((
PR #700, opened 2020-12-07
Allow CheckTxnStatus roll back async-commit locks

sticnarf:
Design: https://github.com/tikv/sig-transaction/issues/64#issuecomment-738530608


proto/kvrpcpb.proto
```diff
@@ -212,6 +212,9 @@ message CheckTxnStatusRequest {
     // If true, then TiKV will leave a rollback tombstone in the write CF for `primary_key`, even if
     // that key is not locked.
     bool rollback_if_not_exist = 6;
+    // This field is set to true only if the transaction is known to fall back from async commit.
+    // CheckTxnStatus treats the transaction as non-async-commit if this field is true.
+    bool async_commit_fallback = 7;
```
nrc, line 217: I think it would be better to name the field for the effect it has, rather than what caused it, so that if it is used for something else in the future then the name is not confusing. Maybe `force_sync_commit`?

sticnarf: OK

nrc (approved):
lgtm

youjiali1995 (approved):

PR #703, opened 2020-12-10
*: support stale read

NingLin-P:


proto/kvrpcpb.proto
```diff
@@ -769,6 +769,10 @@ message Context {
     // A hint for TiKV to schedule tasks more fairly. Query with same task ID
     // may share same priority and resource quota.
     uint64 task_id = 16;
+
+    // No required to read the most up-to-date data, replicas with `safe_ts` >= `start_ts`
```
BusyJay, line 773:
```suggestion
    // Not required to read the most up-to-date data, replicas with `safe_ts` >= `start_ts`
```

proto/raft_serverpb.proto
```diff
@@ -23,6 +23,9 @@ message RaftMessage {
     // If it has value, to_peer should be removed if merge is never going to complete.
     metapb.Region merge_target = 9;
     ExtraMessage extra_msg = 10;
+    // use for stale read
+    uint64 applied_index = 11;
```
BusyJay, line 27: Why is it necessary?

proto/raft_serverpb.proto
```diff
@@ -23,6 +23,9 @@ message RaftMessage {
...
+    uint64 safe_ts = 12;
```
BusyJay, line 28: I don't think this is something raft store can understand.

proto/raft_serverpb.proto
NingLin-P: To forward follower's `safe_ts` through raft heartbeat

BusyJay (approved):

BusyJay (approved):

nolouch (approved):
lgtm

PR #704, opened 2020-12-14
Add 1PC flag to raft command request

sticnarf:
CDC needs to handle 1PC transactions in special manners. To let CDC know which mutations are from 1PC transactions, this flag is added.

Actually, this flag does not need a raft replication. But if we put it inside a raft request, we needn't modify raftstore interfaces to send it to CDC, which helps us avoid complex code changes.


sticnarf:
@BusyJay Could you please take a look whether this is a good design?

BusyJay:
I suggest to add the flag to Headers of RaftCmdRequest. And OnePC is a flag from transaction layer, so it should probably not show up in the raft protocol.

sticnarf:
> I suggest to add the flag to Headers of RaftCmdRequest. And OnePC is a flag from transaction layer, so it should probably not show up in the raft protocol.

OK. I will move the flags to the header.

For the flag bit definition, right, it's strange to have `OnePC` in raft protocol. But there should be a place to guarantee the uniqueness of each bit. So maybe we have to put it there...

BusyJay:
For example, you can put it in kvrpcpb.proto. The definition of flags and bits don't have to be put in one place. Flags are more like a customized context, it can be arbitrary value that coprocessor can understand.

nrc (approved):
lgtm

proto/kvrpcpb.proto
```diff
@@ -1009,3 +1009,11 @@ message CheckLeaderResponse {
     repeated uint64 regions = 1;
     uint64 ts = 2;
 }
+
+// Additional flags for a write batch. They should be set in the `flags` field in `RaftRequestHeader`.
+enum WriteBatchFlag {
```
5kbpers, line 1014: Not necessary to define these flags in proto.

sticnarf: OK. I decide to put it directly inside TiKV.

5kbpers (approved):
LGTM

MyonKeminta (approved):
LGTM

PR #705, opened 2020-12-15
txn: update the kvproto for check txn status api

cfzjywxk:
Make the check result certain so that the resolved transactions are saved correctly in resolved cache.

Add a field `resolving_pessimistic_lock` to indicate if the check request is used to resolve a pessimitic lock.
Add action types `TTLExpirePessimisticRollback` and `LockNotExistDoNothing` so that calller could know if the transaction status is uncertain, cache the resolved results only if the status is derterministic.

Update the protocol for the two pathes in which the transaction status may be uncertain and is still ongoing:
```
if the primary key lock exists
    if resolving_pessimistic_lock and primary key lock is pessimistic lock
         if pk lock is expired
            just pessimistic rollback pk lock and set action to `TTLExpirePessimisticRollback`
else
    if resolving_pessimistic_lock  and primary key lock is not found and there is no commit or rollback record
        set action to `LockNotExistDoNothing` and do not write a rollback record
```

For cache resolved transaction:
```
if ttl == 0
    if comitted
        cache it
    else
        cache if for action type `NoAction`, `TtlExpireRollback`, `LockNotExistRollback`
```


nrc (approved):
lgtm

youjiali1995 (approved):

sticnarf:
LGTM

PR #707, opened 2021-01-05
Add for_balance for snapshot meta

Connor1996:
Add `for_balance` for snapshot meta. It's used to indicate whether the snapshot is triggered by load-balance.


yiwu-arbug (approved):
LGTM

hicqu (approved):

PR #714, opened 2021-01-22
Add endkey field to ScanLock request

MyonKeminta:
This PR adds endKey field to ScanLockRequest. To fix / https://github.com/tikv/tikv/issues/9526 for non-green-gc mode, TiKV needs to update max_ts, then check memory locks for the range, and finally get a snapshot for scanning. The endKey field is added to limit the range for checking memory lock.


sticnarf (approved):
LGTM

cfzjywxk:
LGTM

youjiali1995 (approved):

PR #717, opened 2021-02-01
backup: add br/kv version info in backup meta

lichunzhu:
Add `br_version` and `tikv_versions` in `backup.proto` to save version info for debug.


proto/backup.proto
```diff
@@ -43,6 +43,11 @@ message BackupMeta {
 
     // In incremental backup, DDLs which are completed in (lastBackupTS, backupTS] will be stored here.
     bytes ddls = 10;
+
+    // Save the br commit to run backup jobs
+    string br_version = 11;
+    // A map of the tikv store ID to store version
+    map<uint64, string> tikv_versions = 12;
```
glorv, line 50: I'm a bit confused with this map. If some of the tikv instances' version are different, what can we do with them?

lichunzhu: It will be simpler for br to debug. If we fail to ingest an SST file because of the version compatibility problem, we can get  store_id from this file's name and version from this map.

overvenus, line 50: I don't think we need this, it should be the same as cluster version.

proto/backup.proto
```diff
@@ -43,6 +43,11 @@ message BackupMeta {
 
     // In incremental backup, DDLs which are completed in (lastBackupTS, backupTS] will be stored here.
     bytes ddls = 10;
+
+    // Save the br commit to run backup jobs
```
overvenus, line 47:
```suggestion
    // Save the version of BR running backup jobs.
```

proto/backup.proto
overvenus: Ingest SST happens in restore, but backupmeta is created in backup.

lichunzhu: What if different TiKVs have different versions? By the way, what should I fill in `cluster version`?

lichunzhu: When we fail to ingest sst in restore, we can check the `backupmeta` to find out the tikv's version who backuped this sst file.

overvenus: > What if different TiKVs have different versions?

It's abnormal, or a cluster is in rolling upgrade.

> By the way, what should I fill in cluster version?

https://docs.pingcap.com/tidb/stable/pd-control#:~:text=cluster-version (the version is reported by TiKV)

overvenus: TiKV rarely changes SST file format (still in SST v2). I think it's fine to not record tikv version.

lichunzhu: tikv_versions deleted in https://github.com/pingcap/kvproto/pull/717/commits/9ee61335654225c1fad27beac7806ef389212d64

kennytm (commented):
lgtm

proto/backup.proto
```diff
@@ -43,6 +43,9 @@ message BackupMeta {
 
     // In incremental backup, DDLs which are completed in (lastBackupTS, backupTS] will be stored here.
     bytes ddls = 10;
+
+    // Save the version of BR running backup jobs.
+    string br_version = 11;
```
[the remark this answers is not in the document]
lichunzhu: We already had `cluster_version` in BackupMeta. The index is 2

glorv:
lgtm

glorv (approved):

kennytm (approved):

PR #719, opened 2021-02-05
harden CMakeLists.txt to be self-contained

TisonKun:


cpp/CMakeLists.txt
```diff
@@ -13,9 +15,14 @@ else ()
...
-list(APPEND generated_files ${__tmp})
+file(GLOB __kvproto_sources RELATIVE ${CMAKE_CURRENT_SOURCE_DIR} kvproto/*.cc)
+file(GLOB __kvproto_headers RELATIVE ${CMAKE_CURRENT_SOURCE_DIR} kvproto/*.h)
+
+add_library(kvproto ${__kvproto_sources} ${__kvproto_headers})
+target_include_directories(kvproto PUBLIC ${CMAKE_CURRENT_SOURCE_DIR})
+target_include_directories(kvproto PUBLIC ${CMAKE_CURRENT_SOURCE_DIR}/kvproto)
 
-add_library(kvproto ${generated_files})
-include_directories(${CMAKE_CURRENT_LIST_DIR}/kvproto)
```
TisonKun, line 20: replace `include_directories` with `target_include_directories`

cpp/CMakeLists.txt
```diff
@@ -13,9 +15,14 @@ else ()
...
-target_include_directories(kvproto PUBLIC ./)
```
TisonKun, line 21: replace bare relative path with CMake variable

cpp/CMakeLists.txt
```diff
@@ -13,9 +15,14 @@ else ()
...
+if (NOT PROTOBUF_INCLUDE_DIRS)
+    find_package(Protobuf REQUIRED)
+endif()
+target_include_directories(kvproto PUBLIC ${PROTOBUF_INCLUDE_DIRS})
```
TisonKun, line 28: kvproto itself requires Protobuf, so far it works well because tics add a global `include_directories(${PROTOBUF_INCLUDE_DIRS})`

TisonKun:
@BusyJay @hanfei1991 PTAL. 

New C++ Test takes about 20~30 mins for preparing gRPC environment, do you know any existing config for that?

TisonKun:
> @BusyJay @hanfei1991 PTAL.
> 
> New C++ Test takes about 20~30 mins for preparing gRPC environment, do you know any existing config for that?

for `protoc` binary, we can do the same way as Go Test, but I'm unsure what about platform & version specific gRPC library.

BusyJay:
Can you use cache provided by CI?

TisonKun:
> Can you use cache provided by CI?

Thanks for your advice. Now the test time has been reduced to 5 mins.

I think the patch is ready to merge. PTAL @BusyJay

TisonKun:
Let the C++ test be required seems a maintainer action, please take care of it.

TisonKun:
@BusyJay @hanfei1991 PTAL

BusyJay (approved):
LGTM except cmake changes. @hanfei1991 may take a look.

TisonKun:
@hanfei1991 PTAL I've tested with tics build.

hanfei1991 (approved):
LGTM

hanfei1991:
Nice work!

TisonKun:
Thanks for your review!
))
◆ **Exercise aim**: If a line in the records above holds the string "look", copy it.

◆ **Written answer**:
@BusyJay Could you please take a look whether this is a good design?
LGTM except cmake changes. @hanfei1991 may take a look.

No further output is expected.